- **AIM OF THE EXERCISE**: Looking at the records below, state how many lines include the string "good" and add nothing further.

- **LISTED RECORDS**:
Issue #1059, opened 2020-12-07
limel-file: expose icon/ icon-color of chip 


BregenzerK:
## New feature motivation
Different icons and colors can help to easier differentiate between different file types/ formats. We also have scenarios where the populated value is picked in the step ahead and therefore not directly accessible anymore to the user. To avoid confusions it would be good if the value couldn't be remove anymore in this case
 
## New feature description
When populating the component with a file value, the consumer should be able to overwrite the default icon and its color and set removeable to false

## New feature implementation

enable overwrite for `icon`, `iconColor` and `removeable` in the [default chip](https://github.com/Lundalogik/lime-elements/blob/master/src/components/file/file.tsx#L14)

PR #1075, opened 2020-12-14
feat(limel-file): support custom icon and icon-color

joelricci:
## Review:

### Browsers tested:

Windows:
- [ ] Chrome
- [ ] Edge
- [ ] Firefox

Linux:
- [ ] Chrome
- [ ] Firefox

macOS:
- [ ] Chrome
- [ ] Firefox
- [ ] Safari

Mobile:
- [ ] Chrome on Android
- [ ] iOS

closing #1059

### DIFF
--- a/src/components/file/file.tsx
+++ b/src/components/file/file.tsx
@@ -143,26 +143,26 @@ export class File {
 
         return [
             <input
-                id={this.fileInputId}
-                type="file"
-                onChange={this.handleFileChange}
                 hidden={true}
+                id={this.fileInputId}
+                onChange={this.handleFileChange}
+                type="file"
             />,
             <limel-chip-set
                 disabled={this.disabled}
                 label={this.label}
-                required={this.required}
-                onKeyDown={this.handleKeyDown}
-                onKeyUp={this.handleKeyUp}
-                type="input"
-                value={chipArray}
-                onClick={this.handleFileSelection}
+                leadingIcon="upload_to_cloud"
                 onChange={this.handleChipSetChange}
-                onInteract={this.preventAndStop}
-                onDrop={this.handleFileDrop}
+                onClick={this.handleFileSelection}
                 onDragEnter={this.preventAndStop}
                 onDragOver={this.preventAndStop}
-                leadingIcon="upload_to_cloud"
+                onDrop={this.handleFileDrop}
+                onInteract={this.preventAndStop}
+                onKeyDown={this.handleKeyDown}
+                onKeyUp={this.handleKeyUp}
+                required={this.required}
+                type="input"
+                value={chipArray}
             />,
         ];
     }
--- a/src/components/file/file.tsx
+++ b/src/components/file/file.tsx
@@ -15,9 +15,8 @@ const DEFAULT_FILE_CHIP: Chip = {
     id: null,
     text: null,
     removable: true,
-    icon: 'note',
-    iconColor: 'var(--lime-light-grey)',
 };
+const DEFAULT_ICON = 'note';
 
 /**
  * This component lets end-users select a *single* file from their device
@@ -49,10 +48,12 @@ const DEFAULT_FILE_CHIP: Chip = {
  *:::
  *
  * @exampleComponent limel-example-file
+ * @exampleComponent limel-example-file-custom-icon
  */
 @Component({
     tag: 'limel-file',
     shadow: true,
+    styleUrl: 'file.scss',
 })
 export class File {
     /**
@@ -164,6 +165,9 @@ export class File {
                       ...DEFAULT_FILE_CHIP,
                       text: this.value.filename,
                       id: this.value.id,
+                      icon: this.value.icon || DEFAULT_ICON,
+                      iconFillColor: this.value.iconColor,
+                      iconBackgroundColor: this.value.iconBackgroundColor,
                   },
               ]
             : [];
--- a/src/components/file/file.tsx
+++ b/src/components/file/file.tsx
@@ -131,16 +131,6 @@ export class File {
     }
 
     public render() {
-        const chipArray = this.value
-            ? [
-                  {
-                      ...DEFAULT_FILE_CHIP,
-                      text: this.value.filename,
-                      id: this.value.id,
-                  },
-              ]
-            : [];
-
         return [
             <input
                 hidden={true}
@@ -162,9 +152,21 @@ export class File {
                 onKeyUp={this.handleKeyUp}
                 required={this.required}
                 type="input"
-                value={chipArray}
+                value={this.chipArray}
             />,
         ];
+    }
+
+    private get chipArray() {
+        return this.value
+            ? [
+                  {
+                      ...DEFAULT_FILE_CHIP,
+                      text: this.value.filename,
+                      id: this.value.id,
+                  },
+              ]
+            : [];
     }
 
     private handleKeyDown(event: KeyboardEvent) {
--- a/src/components/chip-set/chip-set.tsx
+++ b/src/components/chip-set/chip-set.tsx
@@ -578,7 +578,19 @@ export class ChipSet {
 
     private renderIcon(chip: Chip) {
         const style = {};
+        if (chip.iconFillColor) {
+            style['--icon-color'] = chip.iconFillColor;
+        }
+
+        if (chip.iconBackgroundColor) {
+            style['--icon-background-color'] = chip.iconBackgroundColor;
+        }
+
         if (chip.iconColor) {
+            // eslint-disable-next-line no-console
+            console.warn(
+                '`Chip.iconColor` is deprecated. Use `Chip.iconBackgroundColor` to set the background color of the icon.'
+            );
             style['--icon-background-color'] = chip.iconColor;
         }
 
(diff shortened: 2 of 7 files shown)


src/components/file/examples/file-custom.tsx
```diff
@@ -0,0 +1,51 @@
+import { FileInfo } from '@limetech/lime-elements';
```
adrianschmidt, line 1: We usually leave off the `limel-` part in the commit message scope. So for consistency, I suggest renaming the commit `feat(file): support custom icon and icon-color` 🙂

joelricci: Fixed :)

src/components/file/file.tsx
```diff
@@ -131,38 +160,28 @@ export class File {
...
                 onDragEnter={this.preventAndStop}
                 onDragOver={this.preventAndStop}
-                leadingIcon="upload_to_cloud"
+                onDrop={this.handleFileDrop}
+                onInteract={this.preventAndStop}
+                onKeyDown={this.handleKeyDown}
+                onKeyUp={this.handleKeyUp}
+                required={this.required}
+                type="input"
+                value={this.chipArray}
```
adrianschmidt, line 184: Are you using some automatic formatter that sorts attributes alphabetically?

I don't mind having them sorted alphabetically, but then we need to have that done by prettier, so we don't get commits like this, with one small change, and lots of completely unrelated stylistic changes… 😕

You'll have to either remove these changes, or put them in their own commit (it can still be in this PR, but must be a separate commit).

adrianschmidt (changes requested):

src/components/file/file.tsx
joelricci: Sorry, my ocd just can't stand unsorted properties (and imports) so I do that manually but agree it should be done by the formatter. I will fix it.

joelricci: Should be good now @adrianschmidt

src/components/file/file.tsx
```diff
@@ -143,26 +143,26 @@ export class File {
...
```
adrianschmidt, line 184: At this point, this should still be `value={this.chipArray}`. It should only change in the next commit.

Sorry for being a pain in the butt…

joelricci: I'm aware of that but couldn't get VSC to cooperate and hoped you wouldn't catch it :D

joelricci: I can spend another 15 minutes to fix it if you really want.

src/components/file/file.tsx
adrianschmidt: For the javascript imports, the order probably doesn't matter, but please note that in the scss files, the import order is important, so please don't change the order of imports there…

src/components/file/file.tsx
```diff
@@ -67,6 +68,18 @@ export class File {
...
+     * Optional file icon.
+     */
+    @Prop()
+    public fileIcon: string;
+
+    /**
+     * Optional file icon color.
+     */
+    @Prop()
+    public fileIconColor: string;
```
adrianschmidt, line 81: Since this sets the background colour of the icon "badge", we will probably want to be able to set the icon colour too, before too long. I'm thinking we should probably add that while we're at it. What do you think?

src/components/file/file.tsx
adrianschmidt: I really do. But I can fix it for you 😄

adrianschmidt: Done 😉

src/components/file/examples/file-default.tsx
```diff
@@ -21,9 +24,9 @@ export class FileExample {
         return [
             <limel-file
                 label="Attach a file"
-                value={this.value}
-                required={this.required}
                 onChange={this.handleChange}
+                required={this.required}
+                value={this.value}
```
adrianschmidt, line 29: This is another change that doesn't belong in this commit. I'll fix it for you this time, but for next time, if you absolutely have to sort stuff, you know to do it beforehand 🙂

src/components/file/file.tsx
joelricci: That was my initial thought as well. However I backed on that when I saw that the `chip-set` component doesn't seem to have support for that other than via CSS since the `iconColor` property on the `Chip` type actually sets the _background colour_ which is a bit confusing. So don't know what's the best approach here.

adrianschmidt: Hmm… I wanted to rename this to something like `fileIconBackgroundColor`, but found this in `chip.types.ts`:

image

@jgroth do you remember why we had to override `--icon-background-color` in the first place?

joelricci: Hence the confusion ↑

adrianschmidt: Ah, yeah, I hadn't seen your comment 😆

src/components/file/examples/file-default.tsx
joelricci: 🙏

src/components/file/file.tsx
```diff
@@ -93,6 +106,22 @@ export class File {
     private chipSet;
     private mdcTextField;
 
+    private get chipArray() {
```
adrianschmidt: I don't know if there's any benefit to using a getter as opposed to just creating the chip in the render function, apart from making the code look a little nicer?

It does expose the chip outside the component (since `private` is a typescript lie 😄), which I'm inclined to see as a negative.

I reverted this change in my first fixup, but that was mainly because I wanted to keep the changes from `master` to be minimal. I can always bring back the refactor to using a getter in a separate commit.

Thoughts @jgroth?

src/components/file/file.tsx
adrianschmidt: Turns out both colours can be set using the appropriate css variables. So I revert part of your change, and added proper documentation for how to use those variables.

src/components/file/file.tsx
jgroth: There's no way for an outsider to get hold of the instance where all the methods are declared since the component instance (`this`) is not the same as the DOM element, so `private`/`public` does not really matter in most cases. To expose a method on the DOM element you will have to decorate it with `@Method`

src/components/file/file.tsx
jgroth: I guess that this can be used if you want different colors for the chips if you have multiple ones as part of a chip set. Setting the CSS property will set the same color on all of the chips

adrianschmidt: Ah, yeah, that makes sense 👍

`limel-file` only supports one chip at the moment though, so we can use the css variables in this case 🙂

src/components/file/file.tsx
adrianschmidt: Hmm… yeah, I can't seem to get that node… but is that really not possible? If so, that's great!

I guess it's not really a big problem in this case anyway, so let's go with that getter 👍

adrianschmidt (approved):

src/components/file/file.tsx
```diff
@@ -67,6 +68,12 @@ export class File {
     @Prop({ reflect: true })
     public label: string;
 
+    /**
+     * Optional file icon.
+     */
+    @Prop()
+    public fileIcon: string;
```
jgroth, line 75: Do you think we need the `file` prefix on this property?  What does it add compared to just `icon`? :slightly_smiling_face:

adrianschmidt: Currently nothing, but since we have the option of leading and trailing icons in `limel-input-field`, it doesn't seem impossible that we might add some option for that here as well at some point, and if that happens, it will be helpful that this is already named appropriately. So I think we should keep it. Thoughts?

jgroth: Maybe it shoud be part of the `FileInfo` interface now that I think a bit more about it :thinking:

jgroth: That way we could support multiple files with different icons in the future

adrianschmidt: It is already part of the FileInfo api… and of course, that means we can have the consumer change it when `value` is updated… didn't think of that. Thanks! 😄

adrianschmidt: Ah… no… it's not part of the `FileInfo` interface, it's part of the `Chip` interface, but that's not exposed. I was confusing them.

Yeah, we should add that.

adrianschmidt: @joelricci How urgent is the custom-icon feature for you? I'm just thinking of how I should prioritise this versus some other things in the feature-cycle…

joelricci: @adrianschmidt Probably not super-urgent. Let me check with the team...

joelricci: So it's not very urgent, but would appreciate if someone could keep me updated on the progress as we have other issues and PR we want to do depending on it. Also let me know if I can help or you need any input. Thanks for the help gents!

adrianschmidt: Yeah, absolutely! I would like to get it done asap as well.

adrianschmidt: :zap:

@jgroth Can you please do a final review of this, since I've made quite a few changes to it myself?

jgroth: It looks good! :slightly_smiling_face:

jgroth (dismissed):

adrianschmidt (approved):
Ok:ed by jgroth above. I just squashed the fixups.

PR #1076, opened 2020-12-14
fix(form): emit undefined from date-picker when cleared

jgroth:
fix Lundalogik/crm-feature#1643

## Review:

### Browsers tested:

Windows:
- [ ] Chrome
- [ ] Edge
- [ ] Firefox

Linux:
- [ ] Chrome
- [ ] Firefox

macOS:
- [ ] Chrome
- [ ] Firefox
- [ ] Safari

Mobile:
- [ ] Chrome on Android
- [ ] iOS

### DIFF
--- a/src/components/form/widgets/date-picker.ts
+++ b/src/components/form/widgets/date-picker.ts
@@ -47,6 +47,12 @@ export class DatePicker extends React.Component {
             return;
         }
 
+        if (!event.detail) {
+            props.onChange(undefined);
+
+            return;
+        }
+
         const formatMapping = {
             'date-time': 'YYYY-MM-DDTHH:mm:ss',
             date: 'YYYY-MM-DD',


maltja:
It seems that it is not possible to save an empty/cleared date. If you save it and then reload the page the old date shows up in the date-picker. However, I tried to save another date and that didn't work either (then I got a 400 bad request error) , so maybe it's another issue? 🤔

jgroth:
> It seems that it is not possible to save an empty/cleared date. If you save it and then reload the page the old date shows up in the date-picker. However, I tried to save another date and that didn't work either (then I got a 400 bad request error) , so maybe it's another issue?

Yeah, that does not seem related to this fix :thinking: 
It's probably an issue in the webclient

maltja:
> > It seems that it is not possible to save an empty/cleared date. If you save it and then reload the page the old date shows up in the date-picker. However, I tried to save another date and that didn't work either (then I got a 400 bad request error) , so maybe it's another issue?
> 
> Yeah, that does not seem related to this fix 🤔
> It's probably an issue in the webclient

Make sense, I create an new issue for that 🙂

maltja (approved):

PR #1078, opened 2020-12-15
fix(menu-surface): resize the menu's height when the host element's h…

maltja:
…eight changes

fix Lundalogik/crm-feature#1635

## Review:

### Browsers tested:

Windows:
- [ ] Chrome
- [ ] Edge
- [ ] Firefox

Linux:
- [ ] Chrome
- [ ] Firefox

macOS:
- [ ] Chrome
- [ ] Firefox
- [ ] Safari

Mobile:
- [ ] Chrome on Android
- [ ] iOS

### DIFF
--- a/src/components/menu-surface/menu-surface.tsx
+++ b/src/components/menu-surface/menu-surface.tsx
@@ -41,6 +41,7 @@ export class MenuSurface {
     private host: HTMLLimelMenuSurfaceElement;
 
     private menuSurface: MDCMenuSurface;
+    private observer: IResizeObserver;
 
     constructor() {
         this.handleDocumentClick = this.handleDocumentClick.bind(this);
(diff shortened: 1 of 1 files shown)


src/components/menu-surface/menu-surface.tsx
```diff
@@ -61,7 +61,7 @@ export class MenuSurface {
     }
 
     public componentDidUpdate() {
-        this.ensureMenuFitsInViewPort();
+        this.createResizeObserver(this.host);
```
jgroth, line 64: Do we have to create a new observer every time the component is updated? :thinking: We should be able to just create one and then remove it when the component is destroyed

maltja: I also thought about that, now the observer is removed in the timeout function. I don't know what is best, only have it when it is resizing(updating) or have it there all the time? but do you think it is better that the observer is always there? 🙂

jgroth: It will allow us to remove the ugly `setTimeout` :sweat_smile:

maltja: haha 😆 I'll do a fix-up then!

jgroth (dismissed):

PR #1083, opened 2020-12-17
fix(date-picker): add timezone to date-time format type

Befkadu1:
fix Lundalogik/crm-feature#1690

## Review:

### Browsers tested:

Windows:
- [ ] Chrome
- [ ] Edge
- [ ] Firefox

Linux:
- [ ] Chrome
- [ ] Firefox

macOS:
- [ ] Chrome
- [ ] Firefox
- [ ] Safari

Mobile:
- [ ] Chrome on Android
- [ ] iOS

### DIFF
--- a/src/components/form/widgets/date-picker.ts
+++ b/src/components/form/widgets/date-picker.ts
@@ -54,7 +54,7 @@ export class DatePicker extends React.Component {
         }
 
         const formatMapping = {
-            'date-time': 'YYYY-MM-DDTHH:mm:ss',
+            'date-time': 'YYYY-MM-DDTHH:mm:ssZ',
             date: 'YYYY-MM-DD',
             time: 'HH:mm:ss',
         };


src/components/form/widgets/date-picker.ts
```diff
@@ -54,11 +54,16 @@ export class DatePicker extends React.Component {
...
-            'date-time': 'YYYY-MM-DDTHH:mm:ss',
+            'date-time': 'YYYY-MM-DDTHH:mm:ssZ',
             date: 'YYYY-MM-DD',
             time: 'HH:mm:ss',
         };
-        const dateString = moment(event.detail).format(
+        const value =
+            props.schema.format !== 'date-time'
+                ? event.detail
+                : `${event.detail}Z`;
```
jgroth, line 64: I do not understand why this is needed, and it seems to mess up the time that you select. It will offset the time more than it should. Can we not just remove this?

jgroth: This also converts `event.detail` from an `object` to a `string` with `Z` at the end, that might be what causes the weird behavior

Befkadu1: Yea it should be removed.

jgroth (dismissed):

jgroth (approved):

- **SOLUTION TO THIS TASK**: 3